Endless amounts of data are available nowadays. But how can you process, analyse and (re)use them safely and securely? The projects in this Labs theme explore these aspects.
eTEC-BIG Advanced data management
Obtaining data is becoming increasingly cheaper, which means that datasets are growing explosively. To ensure that plant genome analyses remain possible even with large datasets, SURF is working with WUR and eScience Center on a scalable solution for the bioinformatics application PanTools.

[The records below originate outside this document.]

PR #21, opened 2022-04-12
#6: Added pseudo-code of the implementation

### LINKED ISSUE #6: Add Python Event-Handler Framework
# Background

- one of the parts of the Framework will be a python event handler. Usually, the logic of the event handler is implemented by the user, but we need to implement the Framework to execute this event handler.
- The Framework is responsible for the loading and storing the state, for call the user provided event handler and managing temporary tables
- To test event handler a python implementation of the event loop is useful, because debugging with the Lua event loop is probably difficult
- Users need to be able to specify the class which implements the event handler logic
  - Alternative, they might define a UDF from which this class is imported. This is for adhoc algorithms, when we don't want to build a python package or language container for the algorithm.

# Acceptance Criteria

- Create Python Event-Handler Framework
- Create Python Event Loop for Testing

umitbuyuksahin:
Fixes #6


exasol_advanced_analytics_framework/event_handler/event_handler_base.py
```diff
@@ -0,0 +1,19 @@
...
+from exasol_advanced_analytics_framework.event_handler.event_handler_result import \
+    EventHandlerResult
+
+
+class EventHandlerBase(ABC):
+    def __init__(self):
+        self.state = None
+
+    @abstractmethod
+    def handle_event(self) -> EventHandlerResult:
```
tkilias, line 11: here are some parameters missing, such as RowIterator and Context

exasol_advanced_analytics_framework/event_handler/event_handler_result.py
```diff
@@ -0,0 +1,9 @@
+from dataclasses import dataclass
+from typing import Optional, List
+
+
+@dataclass(unsafe_hash=True)
```
tkilias, line 5: what does this do?

exasol_advanced_analytics_framework/interface/create_event_handler_udf.py
```diff
@@ -1,10 +1,44 @@
...
 
     def run(self, ctx) -> None:
-        ctx.emit("return query")
-        ctx.emit("status")
-        ctx.emit("query 1")
-        ctx.emit("query 2")
+        parameters = ctx.parameters
+        bucketfs_connection = ctx.bucketfs_connection
+
+        event__handler_context = EventHandlerContext(bucketfs_connection)
```
tkilias, line 18: you need to handle here two cases, init (event handler doesn't exists, yet ), handle event (event handler exists, but needs to be deserialized)

exasol_advanced_analytics_framework/temporary_operations/temporary_bucketfs_file_manager.py
```diff
@@ -0,0 +1,19 @@
+
+
+class TemporaryBucketFSFileManager:
+    def __init__(self):
+        pass
+
+    def store_states(self):
```
tkilias, line 7: what do you understand under states, do you mean the user can directly store objects maybe with a key, this might be a useful functionality, but I would call it store/load object

tkilias (changes requested):

exasol_advanced_analytics_framework/temporary_operations/temporary_bucketfs_file_manager.py
umitbuyuksahin: agree, naming as load/store objects makes more sense

exasol_advanced_analytics_framework/interface/create_event_handler_udf.py
umitbuyuksahin: the method that is invoked just below (_get_event_handler_obj) actually does what you say.

exasol_advanced_analytics_framework/event_handler/event_handler_result.py
umitbuyuksahin: this is result object holds what the event handler should return

exasol_advanced_analytics_framework/event_handler/event_handler_base.py
umitbuyuksahin: Rowiterator, you mean the iterator from exa ctx, right?

tkilias: Yes, but we need to abstract it, in case we want to run the event handler somewhere else. Or, we keep the interface and build wrapper when we don't use UDFs for the event handler. However, you might need to filter out certain columns which are important for the framework, but the use shouldn't have access, too. I implemented something like that in the data-science-utils-python

exasol_advanced_analytics_framework/event_handler/event_handler_result.py
tkilias: I mean the unsafe hash

exasol_advanced_analytics_framework/interface/create_event_handler_udf.py
tkilias: Ah ok, the reason why I didn't recognize it, was that you also need to store and load the context it keeps the information about temporary objects

tkilias: My idea was, you have one object which keeps event handler and context as attributes, and you load and store this object

umitbuyuksahin: I had separated them. It's also a good idea to keep it together.

exasol_advanced_analytics_framework/event_handler/event_handler_result.py
umitbuyuksahin: aha it is not a crucial stuff. I did it like that because I thought the result object should be comparable and mutable. But comparability might be not necessary.

exasol_advanced_analytics_framework/temporary_operations/temporary_bucketfs_file_manager.py
```diff
@@ -1,19 +1,19 @@
...
-        pass
+    def save_object(self, object_to_load: Any, file_name: str) -> None:
+        self.bucketfs_location.upload_object_to_bucketfs_via_joblib(
+            object_to_load, str(PurePosixPath(self.bucketfs_path, file_name)))
 
-    def load_states(self):
-        pass
+    def load_object(self, file_name: str) -> Any:
+        self.bucketfs_location.download_object_from_bucketfs_via_joblib(
+            str(PurePosixPath(self.bucketfs_path, file_name)))
```
tkilias, line 18: Besides the functions we already have, we need the following `register_temporary_file` and `register_temporary_directory`  (this one doesn't create the file, but it registers one and return the location). Further, we probably need `save_fileobj` and `load_fileobj`.

exasol_advanced_analytics_framework/utils/udf_context_wrapper.py
```diff
@@ -0,0 +1,48 @@
+import pandas as pd
```
tkilias, line 1: move pandas import to get_dataframe, because we want to avoid, if we don't need it. It takes 0.5 seconds.

exasol_advanced_analytics_framework/interface/create_event_handler_udf.py
```diff
@@ -1,44 +1,93 @@
...
+from exasol_advanced_analytics_framework.event_handler.event_handler_result \
+    import EventHandlerResult
+from exasol_advanced_analytics_framework.event_handler.event_handler_state \
+    import EventHandlerState
+from exasol_advanced_analytics_framework.utils.udf_context_wrapper import \
+    UDFContextWrapper
 
 
 class CreateEventHandlerUDF:
+    STATE_DIRECTORY = "aaf_state"
```
tkilias, line 19: this one needs to be supplied via a connection object

exasol_advanced_analytics_framework/interface/create_event_handler_udf.py
```diff
@@ -1,44 +1,93 @@
...
 
-        event__handler_context = EventHandlerContext(bucketfs_connection)
-        event_handler_obj = self._get_event_handler_obj(
-            parameters,  event__handler_context)
-        result: EventHandlerResult = event_handler_obj.handle_event()  # TODO ?
-        self._save_event_handler_obj(event_handler_obj, event__handler_context)
+        # call the user code
+        udf_context = self._create_udf_context_wrapper(ctx)
+        result: EventHandlerResult = event_handler.handle_event(
+            udf_context, event_handler_context)  # TODO does user change state?
```
tkilias, line 46: the attributes of the `event_handler` and `event_handler_context` will be changed after calling `handle_event`

exasol_advanced_analytics_framework/interface/create_event_handler_udf.py
```diff
@@ -1,44 +1,93 @@
...
 
+        # update and save (overwrite)the current state
+        current_state = EventHandlerState(event_handler_context, event_handler)
+        self._save_current_state(
```
tkilias, line 50: maybe store new state first to a new file and then remove the old one, such that we have a safe checkpoint

exasol_advanced_analytics_framework/interface/create_event_handler_udf.py
```diff
@@ -1,44 +1,93 @@
...
 
-    def _get_event_handler_obj(
-            self, parameters, event__handler_context) -> EventHandlerBase:
+    def _load_latest_state(
+            self,
+            parameters: dict,
+            bucketfs_location: BucketFSLocation,
+            bucketfs_path: PurePosixPath) -> EventHandlerState:
+
+        event_handler_state = bucketfs_location.\
```
tkilias, line 65: This will throw an exception if the file is not available. I suggest, you check if the file is actually available. Maybe, it is also better, to explicitly inform the UDF about which state to load or if it gets initialized.

exasol_advanced_analytics_framework/event_handler/event_handler_base.py
```diff
@@ -1,18 +1,23 @@
...
+from exasol_advanced_analytics_framework.event_handler.event_handler_context \
+    import EventHandlerContext
+from exasol_advanced_analytics_framework.event_handler.event_handler_result \
+    import EventHandlerResult
+from exasol_advanced_analytics_framework.utils.udf_context_wrapper \
+    import UDFContextWrapper
 
 
 class EventHandlerBase(ABC):
     def __init__(self):
```
tkilias, line 11: The event handler gets a Python Dict as input for initialization

tkilias (changes requested):

exasol_advanced_analytics_framework/interface/create_event_handler_udf.py
umitbuyuksahin: since I use same location and path, isn't it overwriting?

exasol_advanced_analytics_framework/interface/create_event_handler_udf.py
umitbuyuksahin: not sure about the way of explicitly informing UDF,  since we have to manipulate sql query where we invoke  in event loop (saying that it is the first call). did you mean that too?

I guess we can't check whether the file exists with the bucketfs_location api. Exception handling is not a good way.

exasol_advanced_analytics_framework/temporary_operations/temporary_bucketfs_file_manager.py
umitbuyuksahin: what does registering to a file ('register_temporary_file' and 'register_temporary_directory') meaning?

exasol_advanced_analytics_framework/interface/create_event_handler_udf.py
tkilias: yes it is overwriting and this is a problem. To keep a safe checkpoint, you need to create a new file and then delete the old one.

exasol_advanced_analytics_framework/interface/create_event_handler_udf.py
tkilias: We might need to extend the bucketfs utils for that. Yes, I mean that event loop could inform the UDF that this is the first call. You could use different mechanism for that. Either you UDF parameter or use a connection object. For example, you could add a column to the UDF input, which contains either the location of the checkpoint or the config.

exasol_advanced_analytics_framework/interface/create_event_handler_udf.py
umitbuyuksahin: then we can do something like this that will also solve the following problem:

-  when calling udf query on event-loop side, we can add a parameter like step_num to udf query
- If step_num = 0, we know that there is no saved state yet. So, create new one.
- Adding step_num to the name of state objects makes state objs unique (remove state_obj_[step_num-1], save state_obj_[step_num])

tkilias: Sounds good. For step num 0 we can also add the config as a parameter to the UDF. On that note, I remember something. The UDF for the event handler needs to have dynamic input parameter.

exasol_advanced_analytics_framework/interface/create_event_handler_udf.py
```diff
@@ -1,10 +1,93 @@
...
+        # get and set method parameters
+        parameters = ctx.parameters
+        bucketfs_connection = ctx.bucketfs_connection
+        bucketfs_location = BucketFSFactory().create_bucketfs_location(
+            url=bucketfs_connection.address,
+            user=bucketfs_connection.user,
+            pwd=bucketfs_connection.password,
+            base_path=parameters["base"]
+        )
+        bucketfs_path = PurePosixPath(
```
tkilias, line 33: I think, we don't need this, we can manage everything via the bucketfs_connection and the step parameter

exasol_advanced_analytics_framework/lua/src/event_loop.lua
```diff
@@ -41,20 +86,34 @@ end
 ---
 -- Initiates the Event Loop that handles state transition
 --
--- @param query string that calls the event handler
+-- @param schema        name of schema where the Event-Handler udf script is installed
+-- @param class_name    name of the class built on the Event-Handler
+-- @param bucketfs_conn the name of BucketFS connection
+-- @parameters           config parameters of the Event-Handler
```
tkilias, line 92: rename to event_hanlder_parameters

tkilias (changes requested):

exasol_advanced_analytics_framework/interface/create_event_handler_udf.py
```diff
@@ -22,58 +24,85 @@ def __init__(self, exa):
...
+            # load the latest state
+            event_handler_state = bucketfs_location.\
+                download_object_from_bucketfs_via_joblib(str(bucketfs_path))
+        else:
+            # create the new state
             context = EventHandlerContext(
                 bucketfs_location, bucketfs_path)
             event_handler_class = getattr(importlib.import_module(
-                parameters["module_name"]), parameters["class_name"])
+                'module_name'), event_handler_class)  # TODO-1: module name how to get
```
umitbuyuksahin, line 93: we also need to get 'module_name' from user together with 'class_name', what do you think?

exasol_advanced_analytics_framework/interface/create_event_handler_udf.py
```diff
@@ -22,58 +24,85 @@ def __init__(self, exa):
...
             event_handler_obj = event_handler_class()
             event_handler_state = EventHandlerState(context, event_handler_obj)
 
         return event_handler_state
 
+    @staticmethod
+    def _remove_previous_state(
+            bucketfs_location: BucketFSLocation,
+            bucketfs_path: PurePosixPath) -> None:
+        # TODO-2: requests.delete(url, ..)
```
umitbuyuksahin, line 103: bucketfs-utils does not provide any 'delete'  method. Should we send an explicit delete request to Bucketfs or is there any better way to do it?

exasol_advanced_analytics_framework/event_handler/event_handler_result.py
```diff
@@ -1,9 +1,10 @@
 from dataclasses import dataclass
-from typing import Optional, List
+from typing import Optional, List, Dict, Any
 
 
 @dataclass()
 class EventHandlerResult:
     return_query: Optional[str]
+    return_query_columns: Optional[Dict[str, Any]]
```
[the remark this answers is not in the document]
tkilias: yes, this is what I also thought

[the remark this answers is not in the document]
tkilias: Maybe create a new class for the return  query where you both encapsulates, Also, a question for what is the Dict in the columns.

exasol_advanced_analytics_framework/interface/create_event_handler_udf.py
tkilias: yes, you are right, we need both. The question is, do we want it as <module_path>.<class_name> or separate.

exasol_advanced_analytics_framework/event_handler/event_handler_result.py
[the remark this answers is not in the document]
tkilias: For the table definition of return query, you might want to use the following classes

https://github.com/exasol/data-science-utils-python/tree/main/exasol_data_science_utils_python%2Fpreprocessing%2Fsql%2Fschema

exasol_advanced_analytics_framework/interface/create_event_handler_udf.py
```diff
@@ -22,58 +24,85 @@ def __init__(self, exa):
...
+            bucketfs_location, latest_bucketfs_path)
+
+        # wrap return query
+        return_query_view, return_query = self._wrap_return_query(
+            iter_num, bucketfs_connection,
+            result.return_query, result.return_query_columns)
 
         # return queries
-        ctx.emit(result.return_query)
+        ctx.emit(return_query_view)  # TODO-4
```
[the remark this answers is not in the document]
tkilias: Looks good

tkilias (changes requested):
See my comments and I don't see how you execute the return query view, maybe event_loop.lua needs an update.

exasol_advanced_analytics_framework/interface/create_event_handler_udf.py
umitbuyuksahin: yes, this was what I wanted to ask for. I think getting them separately is better

exasol_advanced_analytics_framework/event_handler/event_handler_result.py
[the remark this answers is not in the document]
umitbuyuksahin: - Dictionary includes column names and column types. Column types might be redundant

exasol_advanced_analytics_framework/interface/create_event_handler_udf.py
```diff
@@ -1,10 +1,135 @@
...
+        column_mapping = OrderedDict([
+            (str(4 + index), column)
+            for index, column in enumerate(column_name_list)])
+        return UDFContextWrapper(ctx, column_mapping=column_mapping)
+
+    @staticmethod
+    def _wrap_return_query(
+            iter_num: int, bucketfs_conn: str,
+            query: str, query_columns: dict) -> Tuple[str,str]:
+        columns_str = ",".join(query_columns.keys())
```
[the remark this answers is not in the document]
umitbuyuksahin: As far as I see, even if I use those classes in data_science_utils_python , I need to handle sql statement creation using string operations and handling quotation.

exasol_advanced_analytics_framework/lua/src/event_loop.lua
```diff
@@ -45,18 +45,17 @@ end
...
+        local result = M._run_queries(return_queries, 1)
+
+        -- handle EventHandlerUDF return
+        query_to_create_view = result[1][1]
+        query_to_event_handler = result[2][1]
+        status = result[3][1]
+        M._run_queries(result, 4)
     until (status == 'completed')
 
     return status -- TODO return
```
tkilias, line 61: this is a good point, when we get the status completed, the event handler should have the option to return a json object (Dict[str, any])

exasol_advanced_analytics_framework/interface/create_event_handler_udf.py
```diff
@@ -126,13 +125,19 @@ def _create_udf_context_wrapper(ctx) -> UDFContextWrapper:
...
-        tmp_view_name = "tmp_view".upper()
-        event_handler_udf_name = "AAF_EVENT_HANDLER_UDF".upper()
-        query_create_view = f"Create view {tmp_view_name} as {query};"
-        query_event_handler = f"SELECT {event_handler_udf_name}" \
-                              f"({iter_num},'{bucketfs_conn}',{columns_str}) " \
-                              f"FROM {tmp_view_name};"
+            iter_num: int, bucketfs_conn: str, schema: str,
+            return_query: EventHandlerReturnQuery) \
+            -> Tuple[str, str]:
+        tmp_view_name = \
```
tkilias, line 131: Please, use these classes, they can handle quoting and also validate for valid identifier

https://github.com/exasol/data-science-utils-python/tree/main/exasol_data_science_utils_python/preprocessing/sql/schema

exasol_advanced_analytics_framework/event_handler/event_handler_result.py
```diff
@@ -2,9 +2,14 @@
 from typing import Optional, List, Dict, Any
 
 
+@dataclass()
+class EventHandlerReturnQuery:
+    query: str
+    query_columns: List[str]
```
tkilias, line 8: Please, use these classes, they can handle quoting and also validate for valid identifier

https://github.com/exasol/data-science-utils-python/tree/main/exasol_data_science_utils_python/preprocessing/sql/schema

tkilias (changes requested):
We are getting closer. Here some more comments.

exasol_advanced_analytics_framework/interface/create_event_handler_udf.py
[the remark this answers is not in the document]
tkilias: These classes handle quoting and validation. And using object passing around column names is much more expressive. So, please use them, trust me, I was already at that point, we didn't have them and it got too much to handle. Long term they really improve the code base and not only for use, also for the implementer of the algorithms

exasol_advanced_analytics_framework/event_handler/event_handler_result.py
```diff
@@ -11,7 +11,16 @@ class EventHandlerReturnQuery:
 
 
 @dataclass()
-class EventHandlerResult:
-    return_query: Optional[EventHandlerReturnQuery]
+class EventHandlerResultBase:
     status: str
```
tkilias, line 15: I think, we don't need the status attribute anymore. We can derive it from the Class Type of the result object. This is also safer, because the event loop expects specific status values

exasol_advanced_analytics_framework/event_handler/event_handler_result.py
```diff
@@ -11,7 +11,16 @@ class EventHandlerReturnQuery:
...
     query_list: List[str]
```
tkilias, line 16: The EventHandlerResultFinished doesn't need a query_list, we only create a query_list in the Python UDF to cleanup the temporary tables

tkilias (changes requested):

exasol_advanced_analytics_framework/interface/create_event_handler_udf.py
```diff
@@ -71,19 +71,23 @@ def run(self, ctx) -> None:
         return_query_view = None
         return_query = None
         final_result = {}
-        if result.status != "finished":
-            schema = self.exa.meta.script_schema
-            return_query_view, return_query = self._wrap_return_query(
-                iter_num, bucketfs_connection, schema, result.return_query)
-        else:
+        query_list = []
+        if result.is_finished:
```
tkilias, line 75: Here it is probably better to check the type via instance of, otherwise the mypy later throws errors when access the attributes of the subclass

exasol_advanced_analytics_framework/interface/create_event_handler_udf.py
```diff
@@ -1,10 +1,162 @@
...
+        iter_num += 1
+        current_bucketfs_path = PurePosixPath(
+            f"{event_handler_class}_{str(iter_num)}.pkl")
+        current_state = EventHandlerState(event_handler_context, event_handler)
+        self._save_current_state(
+            bucketfs_location, current_bucketfs_path, current_state)
+
+        # remove previous state
+        self._remove_previous_state(
+            bucketfs_location, latest_bucketfs_path)
```
tkilias, line 68: refactor: extract to method

exasol_advanced_analytics_framework/interface/create_event_handler_udf.py
```diff
@@ -1,10 +1,162 @@
...
+        # call the user code
+        udf_context = self._create_udf_context_wrapper(ctx)
+        result: EventHandlerResultBase = event_handler.handle_event(
+            udf_context, event_handler_context)
+
+        # save the current state
+        iter_num += 1
+        current_bucketfs_path = PurePosixPath(
+            f"{event_handler_class}_{str(iter_num)}.pkl")
+        current_state = EventHandlerState(event_handler_context, event_handler)
```
tkilias, line 62: you need to store the columns of the return_query, such that you can use them in the next iteration for creating the UDFContext

exasol_advanced_analytics_framework/context_wrapper/context_wrapper_base.py
```diff
@@ -0,0 +1,7 @@
+from abc import ABC
+
+
+class ContextWrapperBase(ABC):
```
tkilias, line 4: We need to rename the ContextWrapper, because it should be an abstraction for the results of the return query. We want to hide the UDF specifics, because we might want to implement the EventLoop differently in the future, so we should reduce the interface to the minimum necessary and as such also adapt its name. I suggest, we call it EventContext, because it contains the Context for the current Event. I would suggest it defines the same methods as the ResultSet in https://github.com/exasol/data-science-utils-python/blob/45283be1e0a61894249cef2d2bbb4e4c4c16b2fb/exasol_data_science_utils_python/udf_utils/sql_executor.py#L5. The ResultSet doesn't provide a reset, because this is usually not supported by our clients and the UDFs are one of the rare examples, where we support this.

tkilias (changes requested):

exasol_advanced_analytics_framework/interface/create_event_handler_udf.py
umitbuyuksahin: maybe it's better to remove class inheritance, it doesn't seem necessary after our last update.

exasol_advanced_analytics_framework/interface/create_event_handler_udf.py
umitbuyuksahin: I didn't understand the refactoring you mean

exasol_advanced_analytics_framework/interface/create_event_handler_udf.py
umitbuyuksahin: In addition, even_handler_context is already part of the event_handler object. It will be redundant to keep in state object.

exasol_advanced_analytics_framework/interface/create_event_handler_udf.py
tkilias: yes, but the check of type is still necessary for mypi

exasol_advanced_analytics_framework/interface/create_event_handler_udf.py
tkilias: Extract the storing new state and removing old state into a method.

exasol_advanced_analytics_framework/interface/create_event_handler_udf.py
tkilias: But event_handler_context doesn't store the columns of the return query and no one else does it, that means you need to add them EventHandlerState. I think that is also where they belong to. They are not part of the event_handler_context, because columns of the return query are only for the next iteration and the event_handler_context exists over the whole lifetime of the event handler.

umitbuyuksahin: No, you misunderstood me. We have to add retrun_query columns, there is no problem with that. I will update what I mean in the next PR

tkilias: ok, I now understand your sentence, but I disagree, the event_handler_context is not part of the event_handler, we only give it via the handle_next. We could think, about injecting via the constructor of the event_hanlder. This, however, has the risks, because we can't replace it through the iterations, if the implementation would make it necessary.

exasol_advanced_analytics_framework/event_context/udf_event_context.py
```diff
@@ -1,10 +1,18 @@
...
+from exasol_data_science_utils_python.preprocessing.sql.schema.column_type import \
+    ColumnType
 
-class UDFContextWrapper(ContextWrapperBase):
+from exasol_advanced_analytics_framework.event_context.event_context_base \
+    import EventContextBase
+
+
+class UDFEventContext(EventContextBase):
     def __init__(self, ctx, column_mapping: Mapping[str, str],
```
tkilias, line 16: We need to inject the exa object via the constructor for getting the column types

exasol_advanced_analytics_framework/interface/create_event_handler_udf.py
```diff
@@ -141,33 +139,23 @@ def _handle_states(
             event_handler: EventHandlerBase,
             current_bucketfs_path: PurePosixPath,
             latest_bucketfs_path: PurePosixPath,
+            query_columns: List[Column],
```
tkilias, line 142: I think, we don't need this anymore.

tkilias (changes requested):

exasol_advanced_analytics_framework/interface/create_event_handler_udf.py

Why do we do this project?
In plant sciences, researchers study how plants can be improved. They use genetic data for this purpose. It is becoming increasingly cheaper to obtain this data, which is why datasets are becoming larger. Where in the past researchers worked with a dataset of a handful of lettuce genomes, they now work with a dataset of no less than a hundred genomes. Together with WUR and the eScience Center, SURF is optimising the bioinformatics application PanTools to keep up with the explosive growth in data. In doing so it will ensure that plant researchers are able to analyse the data more effectively.
What are the main activities?
SURF is designing a scalable solution for PanTools that will enable it to analyse ever larger data sets. We are doing this in collaboration with scientists from WUR and engineers from the eScience Center. SURF explores and advises on Big Data techniques and databases, and provides infrastructure for developing and testing scalable analyses. Finally, SURF advises on improving development methods so that ultimately a high-quality and scalable application can be delivered to researchers.
Who do we collaborate with?
We are collaborating on this project with WUR and eScience Center.